═════ SUPPLIED MATERIAL

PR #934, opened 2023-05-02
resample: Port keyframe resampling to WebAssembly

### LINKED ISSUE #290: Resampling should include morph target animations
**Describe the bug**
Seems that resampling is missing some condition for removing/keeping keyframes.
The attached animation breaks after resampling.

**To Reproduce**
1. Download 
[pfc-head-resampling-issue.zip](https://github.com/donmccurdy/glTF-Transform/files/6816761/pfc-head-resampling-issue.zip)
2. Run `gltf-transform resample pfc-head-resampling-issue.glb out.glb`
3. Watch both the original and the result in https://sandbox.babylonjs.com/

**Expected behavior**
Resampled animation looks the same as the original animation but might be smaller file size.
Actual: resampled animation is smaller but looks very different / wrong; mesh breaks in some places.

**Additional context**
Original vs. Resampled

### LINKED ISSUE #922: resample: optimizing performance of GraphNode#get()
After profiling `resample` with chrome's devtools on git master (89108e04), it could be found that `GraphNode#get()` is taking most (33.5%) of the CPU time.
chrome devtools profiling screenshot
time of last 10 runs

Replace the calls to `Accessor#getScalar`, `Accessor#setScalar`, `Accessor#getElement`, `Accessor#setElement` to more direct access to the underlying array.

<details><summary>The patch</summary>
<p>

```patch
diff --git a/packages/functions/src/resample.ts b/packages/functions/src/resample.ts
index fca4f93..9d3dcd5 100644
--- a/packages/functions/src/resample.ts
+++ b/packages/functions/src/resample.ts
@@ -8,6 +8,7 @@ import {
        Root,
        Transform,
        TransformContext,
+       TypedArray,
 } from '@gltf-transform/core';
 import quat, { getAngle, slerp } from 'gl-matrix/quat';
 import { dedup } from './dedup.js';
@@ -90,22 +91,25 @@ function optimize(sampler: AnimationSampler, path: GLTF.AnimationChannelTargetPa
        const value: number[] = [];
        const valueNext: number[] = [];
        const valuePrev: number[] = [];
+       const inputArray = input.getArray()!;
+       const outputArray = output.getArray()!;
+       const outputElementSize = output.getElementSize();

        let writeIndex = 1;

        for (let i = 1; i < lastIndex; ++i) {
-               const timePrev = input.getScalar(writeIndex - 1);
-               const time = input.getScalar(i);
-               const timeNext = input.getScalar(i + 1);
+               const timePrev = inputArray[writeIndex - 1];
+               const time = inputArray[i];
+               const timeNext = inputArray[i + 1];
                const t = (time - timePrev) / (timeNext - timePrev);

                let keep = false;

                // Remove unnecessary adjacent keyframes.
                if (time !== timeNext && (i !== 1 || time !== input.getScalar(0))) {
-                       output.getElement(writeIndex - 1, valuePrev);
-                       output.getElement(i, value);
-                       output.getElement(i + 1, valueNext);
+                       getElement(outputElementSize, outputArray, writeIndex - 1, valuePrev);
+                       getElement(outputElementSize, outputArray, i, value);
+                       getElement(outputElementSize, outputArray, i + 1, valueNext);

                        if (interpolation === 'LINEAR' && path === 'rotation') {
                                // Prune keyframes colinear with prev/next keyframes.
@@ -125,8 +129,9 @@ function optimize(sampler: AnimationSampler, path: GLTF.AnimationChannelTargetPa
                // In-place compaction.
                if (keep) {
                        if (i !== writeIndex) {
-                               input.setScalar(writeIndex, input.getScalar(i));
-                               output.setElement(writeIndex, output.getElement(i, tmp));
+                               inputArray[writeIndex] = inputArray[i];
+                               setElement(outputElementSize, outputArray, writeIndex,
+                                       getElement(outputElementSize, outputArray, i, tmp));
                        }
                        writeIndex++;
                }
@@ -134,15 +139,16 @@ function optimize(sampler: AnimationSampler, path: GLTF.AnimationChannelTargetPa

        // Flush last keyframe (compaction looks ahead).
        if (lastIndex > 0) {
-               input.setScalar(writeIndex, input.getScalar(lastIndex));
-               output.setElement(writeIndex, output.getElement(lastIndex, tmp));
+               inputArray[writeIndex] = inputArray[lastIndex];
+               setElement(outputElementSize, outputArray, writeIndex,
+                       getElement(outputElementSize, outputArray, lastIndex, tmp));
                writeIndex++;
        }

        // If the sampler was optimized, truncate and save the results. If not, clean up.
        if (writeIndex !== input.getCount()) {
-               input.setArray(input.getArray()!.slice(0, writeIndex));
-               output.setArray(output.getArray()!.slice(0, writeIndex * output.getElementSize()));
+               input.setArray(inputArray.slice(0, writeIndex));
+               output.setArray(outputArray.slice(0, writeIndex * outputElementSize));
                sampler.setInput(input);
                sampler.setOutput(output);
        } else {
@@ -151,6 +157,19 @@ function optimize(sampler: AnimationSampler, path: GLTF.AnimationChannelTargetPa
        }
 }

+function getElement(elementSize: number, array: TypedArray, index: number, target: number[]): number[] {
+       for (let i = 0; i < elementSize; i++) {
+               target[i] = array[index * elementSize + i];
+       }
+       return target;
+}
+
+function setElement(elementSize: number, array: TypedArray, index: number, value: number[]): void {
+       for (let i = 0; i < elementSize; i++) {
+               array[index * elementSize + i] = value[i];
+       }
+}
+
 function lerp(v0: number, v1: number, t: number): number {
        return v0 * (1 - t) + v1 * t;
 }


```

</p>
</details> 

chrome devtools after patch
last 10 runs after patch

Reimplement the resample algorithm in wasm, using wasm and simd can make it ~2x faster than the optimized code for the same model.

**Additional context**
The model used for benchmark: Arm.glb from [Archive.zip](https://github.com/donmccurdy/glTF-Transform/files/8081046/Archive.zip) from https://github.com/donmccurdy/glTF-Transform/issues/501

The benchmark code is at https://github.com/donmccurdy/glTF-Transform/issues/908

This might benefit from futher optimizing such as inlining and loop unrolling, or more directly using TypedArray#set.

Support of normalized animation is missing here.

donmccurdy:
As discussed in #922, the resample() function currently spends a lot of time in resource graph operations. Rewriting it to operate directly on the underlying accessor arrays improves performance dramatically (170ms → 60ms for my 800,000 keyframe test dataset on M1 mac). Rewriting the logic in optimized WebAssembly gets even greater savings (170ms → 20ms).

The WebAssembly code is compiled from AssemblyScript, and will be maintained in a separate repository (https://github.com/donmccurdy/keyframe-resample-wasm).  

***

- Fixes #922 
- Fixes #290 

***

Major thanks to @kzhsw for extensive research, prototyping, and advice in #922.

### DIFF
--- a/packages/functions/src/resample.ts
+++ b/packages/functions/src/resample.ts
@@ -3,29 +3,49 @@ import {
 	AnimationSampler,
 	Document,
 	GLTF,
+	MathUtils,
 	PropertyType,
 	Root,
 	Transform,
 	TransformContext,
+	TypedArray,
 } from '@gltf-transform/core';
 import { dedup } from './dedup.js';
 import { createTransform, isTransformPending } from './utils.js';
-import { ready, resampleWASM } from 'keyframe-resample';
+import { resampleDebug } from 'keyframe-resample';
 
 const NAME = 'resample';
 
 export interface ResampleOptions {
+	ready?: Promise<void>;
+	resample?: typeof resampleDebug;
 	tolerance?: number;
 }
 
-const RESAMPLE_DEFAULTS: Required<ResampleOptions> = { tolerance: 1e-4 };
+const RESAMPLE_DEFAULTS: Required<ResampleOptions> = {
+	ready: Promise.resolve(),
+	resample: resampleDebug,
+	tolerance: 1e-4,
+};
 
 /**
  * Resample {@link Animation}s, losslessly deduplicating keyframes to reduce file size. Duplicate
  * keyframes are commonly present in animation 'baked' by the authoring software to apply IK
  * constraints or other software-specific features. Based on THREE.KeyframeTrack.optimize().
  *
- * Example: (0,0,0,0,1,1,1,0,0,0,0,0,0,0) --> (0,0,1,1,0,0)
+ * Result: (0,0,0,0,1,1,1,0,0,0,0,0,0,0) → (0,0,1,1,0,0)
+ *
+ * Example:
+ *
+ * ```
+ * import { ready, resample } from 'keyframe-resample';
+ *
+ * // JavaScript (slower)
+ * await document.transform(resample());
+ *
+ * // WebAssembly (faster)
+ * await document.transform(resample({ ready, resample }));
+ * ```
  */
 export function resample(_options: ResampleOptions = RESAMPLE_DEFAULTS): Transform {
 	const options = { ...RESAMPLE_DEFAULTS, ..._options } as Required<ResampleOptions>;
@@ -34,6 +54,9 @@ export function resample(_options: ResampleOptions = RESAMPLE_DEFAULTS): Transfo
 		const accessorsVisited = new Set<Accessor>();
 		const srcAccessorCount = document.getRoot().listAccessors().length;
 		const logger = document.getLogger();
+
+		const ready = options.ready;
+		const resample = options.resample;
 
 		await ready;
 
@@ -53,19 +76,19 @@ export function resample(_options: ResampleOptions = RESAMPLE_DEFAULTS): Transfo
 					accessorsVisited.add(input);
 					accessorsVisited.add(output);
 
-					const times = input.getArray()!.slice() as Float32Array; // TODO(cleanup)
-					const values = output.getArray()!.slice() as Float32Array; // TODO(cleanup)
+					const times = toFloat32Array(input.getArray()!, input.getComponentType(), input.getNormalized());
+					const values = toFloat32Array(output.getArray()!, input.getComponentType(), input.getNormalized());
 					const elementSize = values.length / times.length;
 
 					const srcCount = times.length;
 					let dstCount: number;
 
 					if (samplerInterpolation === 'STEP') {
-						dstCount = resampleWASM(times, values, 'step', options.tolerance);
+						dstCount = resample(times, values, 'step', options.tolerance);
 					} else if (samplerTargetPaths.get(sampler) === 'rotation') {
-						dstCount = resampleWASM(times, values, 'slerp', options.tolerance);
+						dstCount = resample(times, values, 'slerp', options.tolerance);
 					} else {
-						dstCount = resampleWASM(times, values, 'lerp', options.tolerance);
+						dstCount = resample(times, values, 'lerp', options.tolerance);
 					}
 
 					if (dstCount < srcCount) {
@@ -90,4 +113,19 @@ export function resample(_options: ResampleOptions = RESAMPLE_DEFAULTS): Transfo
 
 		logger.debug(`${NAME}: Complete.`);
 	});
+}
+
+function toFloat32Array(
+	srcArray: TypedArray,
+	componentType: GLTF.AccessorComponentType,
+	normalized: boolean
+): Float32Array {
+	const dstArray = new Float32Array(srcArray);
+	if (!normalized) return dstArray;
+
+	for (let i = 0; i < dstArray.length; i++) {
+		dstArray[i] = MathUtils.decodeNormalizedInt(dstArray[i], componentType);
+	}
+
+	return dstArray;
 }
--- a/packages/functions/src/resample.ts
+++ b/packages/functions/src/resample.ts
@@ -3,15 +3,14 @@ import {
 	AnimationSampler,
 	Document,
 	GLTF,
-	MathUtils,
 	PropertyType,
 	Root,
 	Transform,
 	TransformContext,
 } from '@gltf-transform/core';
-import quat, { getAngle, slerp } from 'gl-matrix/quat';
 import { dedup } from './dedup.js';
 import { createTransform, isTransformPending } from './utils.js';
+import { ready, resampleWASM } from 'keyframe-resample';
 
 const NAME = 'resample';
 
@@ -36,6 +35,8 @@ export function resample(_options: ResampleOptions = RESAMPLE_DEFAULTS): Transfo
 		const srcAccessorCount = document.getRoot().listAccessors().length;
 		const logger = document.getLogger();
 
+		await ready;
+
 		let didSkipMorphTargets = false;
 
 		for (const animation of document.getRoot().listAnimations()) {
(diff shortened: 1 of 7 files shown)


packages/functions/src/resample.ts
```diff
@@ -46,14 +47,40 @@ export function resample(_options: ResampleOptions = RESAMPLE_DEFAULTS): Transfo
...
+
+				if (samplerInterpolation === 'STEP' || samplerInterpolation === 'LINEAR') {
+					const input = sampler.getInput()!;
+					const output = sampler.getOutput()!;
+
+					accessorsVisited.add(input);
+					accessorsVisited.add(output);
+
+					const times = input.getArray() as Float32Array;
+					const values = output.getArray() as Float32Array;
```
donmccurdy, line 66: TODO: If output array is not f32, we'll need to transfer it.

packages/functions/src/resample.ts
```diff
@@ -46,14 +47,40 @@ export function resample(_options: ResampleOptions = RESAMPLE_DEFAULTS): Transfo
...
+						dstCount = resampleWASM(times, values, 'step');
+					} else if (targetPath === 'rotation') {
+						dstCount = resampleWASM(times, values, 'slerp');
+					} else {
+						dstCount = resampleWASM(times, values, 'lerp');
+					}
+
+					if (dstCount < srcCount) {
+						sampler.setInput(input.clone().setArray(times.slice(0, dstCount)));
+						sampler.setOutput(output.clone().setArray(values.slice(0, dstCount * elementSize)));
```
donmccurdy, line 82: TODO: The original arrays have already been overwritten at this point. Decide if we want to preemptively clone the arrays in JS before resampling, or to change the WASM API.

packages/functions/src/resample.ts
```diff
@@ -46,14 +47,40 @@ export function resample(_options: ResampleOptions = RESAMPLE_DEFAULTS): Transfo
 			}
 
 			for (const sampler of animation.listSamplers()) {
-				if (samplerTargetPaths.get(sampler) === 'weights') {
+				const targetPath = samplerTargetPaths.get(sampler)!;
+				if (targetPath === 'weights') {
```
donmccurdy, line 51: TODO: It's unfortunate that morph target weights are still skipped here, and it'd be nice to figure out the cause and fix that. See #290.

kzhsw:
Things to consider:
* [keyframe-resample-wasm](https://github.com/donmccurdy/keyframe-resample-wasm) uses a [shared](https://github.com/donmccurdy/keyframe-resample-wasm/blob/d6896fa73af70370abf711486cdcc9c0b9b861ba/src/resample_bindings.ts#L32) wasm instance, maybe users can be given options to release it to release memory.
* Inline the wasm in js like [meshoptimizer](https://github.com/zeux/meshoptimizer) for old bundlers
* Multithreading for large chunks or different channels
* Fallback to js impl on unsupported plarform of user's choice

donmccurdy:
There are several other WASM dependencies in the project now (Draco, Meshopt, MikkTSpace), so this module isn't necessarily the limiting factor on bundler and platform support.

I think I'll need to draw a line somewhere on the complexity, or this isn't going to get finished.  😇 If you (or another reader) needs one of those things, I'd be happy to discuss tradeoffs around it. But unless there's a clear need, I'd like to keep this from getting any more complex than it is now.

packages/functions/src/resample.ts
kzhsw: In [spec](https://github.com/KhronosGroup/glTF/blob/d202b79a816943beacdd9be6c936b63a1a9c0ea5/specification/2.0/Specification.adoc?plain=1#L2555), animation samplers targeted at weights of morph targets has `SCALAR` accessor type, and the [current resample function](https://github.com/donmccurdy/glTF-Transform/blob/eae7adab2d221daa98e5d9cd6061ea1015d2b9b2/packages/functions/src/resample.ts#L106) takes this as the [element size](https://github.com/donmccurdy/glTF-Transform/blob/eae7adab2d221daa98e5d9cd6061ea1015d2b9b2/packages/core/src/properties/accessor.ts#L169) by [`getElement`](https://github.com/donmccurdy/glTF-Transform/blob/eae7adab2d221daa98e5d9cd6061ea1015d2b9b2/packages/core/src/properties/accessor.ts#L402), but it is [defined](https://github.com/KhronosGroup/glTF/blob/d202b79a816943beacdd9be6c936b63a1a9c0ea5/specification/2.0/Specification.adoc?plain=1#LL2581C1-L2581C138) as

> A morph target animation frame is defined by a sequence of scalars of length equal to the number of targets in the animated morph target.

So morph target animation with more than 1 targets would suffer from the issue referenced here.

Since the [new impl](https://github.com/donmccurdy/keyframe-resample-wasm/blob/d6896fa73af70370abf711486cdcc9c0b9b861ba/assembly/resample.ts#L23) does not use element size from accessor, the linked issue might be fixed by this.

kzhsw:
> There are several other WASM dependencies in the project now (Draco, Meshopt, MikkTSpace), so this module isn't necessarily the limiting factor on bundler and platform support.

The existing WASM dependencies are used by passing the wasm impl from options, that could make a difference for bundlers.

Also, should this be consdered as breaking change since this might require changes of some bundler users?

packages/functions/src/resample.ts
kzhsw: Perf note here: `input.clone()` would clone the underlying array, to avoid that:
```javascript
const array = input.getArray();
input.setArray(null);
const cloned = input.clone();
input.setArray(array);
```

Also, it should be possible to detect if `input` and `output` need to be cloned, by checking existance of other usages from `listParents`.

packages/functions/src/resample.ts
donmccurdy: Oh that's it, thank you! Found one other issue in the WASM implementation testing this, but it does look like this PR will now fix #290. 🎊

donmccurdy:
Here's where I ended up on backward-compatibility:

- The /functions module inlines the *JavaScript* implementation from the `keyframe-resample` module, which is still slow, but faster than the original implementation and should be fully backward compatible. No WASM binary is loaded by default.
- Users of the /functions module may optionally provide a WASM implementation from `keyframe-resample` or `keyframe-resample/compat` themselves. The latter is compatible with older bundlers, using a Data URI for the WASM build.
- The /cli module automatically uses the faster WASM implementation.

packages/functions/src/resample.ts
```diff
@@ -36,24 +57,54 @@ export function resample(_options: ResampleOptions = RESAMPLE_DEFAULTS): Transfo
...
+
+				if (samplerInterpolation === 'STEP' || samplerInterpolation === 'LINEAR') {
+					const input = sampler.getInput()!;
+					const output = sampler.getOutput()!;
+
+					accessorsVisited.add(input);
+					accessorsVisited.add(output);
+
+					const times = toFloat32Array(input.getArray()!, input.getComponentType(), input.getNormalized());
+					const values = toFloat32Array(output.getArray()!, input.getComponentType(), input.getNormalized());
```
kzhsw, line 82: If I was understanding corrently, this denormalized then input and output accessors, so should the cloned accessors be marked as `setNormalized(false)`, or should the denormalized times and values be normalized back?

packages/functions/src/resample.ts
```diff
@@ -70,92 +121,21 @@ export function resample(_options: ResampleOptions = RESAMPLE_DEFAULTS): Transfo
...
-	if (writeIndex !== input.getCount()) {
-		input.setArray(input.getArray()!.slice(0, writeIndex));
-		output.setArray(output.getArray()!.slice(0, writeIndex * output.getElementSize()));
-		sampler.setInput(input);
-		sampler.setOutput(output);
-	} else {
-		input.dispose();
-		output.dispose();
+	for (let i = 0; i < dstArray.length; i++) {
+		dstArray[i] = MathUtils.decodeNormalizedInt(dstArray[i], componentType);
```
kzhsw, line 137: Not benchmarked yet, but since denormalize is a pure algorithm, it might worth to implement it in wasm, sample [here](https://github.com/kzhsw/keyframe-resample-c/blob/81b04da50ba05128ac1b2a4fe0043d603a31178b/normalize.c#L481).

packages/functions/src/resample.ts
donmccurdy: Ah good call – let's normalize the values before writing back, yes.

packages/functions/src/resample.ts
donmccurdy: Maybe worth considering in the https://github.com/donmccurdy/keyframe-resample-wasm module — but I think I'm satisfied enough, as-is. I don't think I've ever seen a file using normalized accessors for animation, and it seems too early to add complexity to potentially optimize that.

══════════

The answer must be one number: how many lines in the material above contain the word "samplerTargetPaths".

- RESPONSE BOX -
3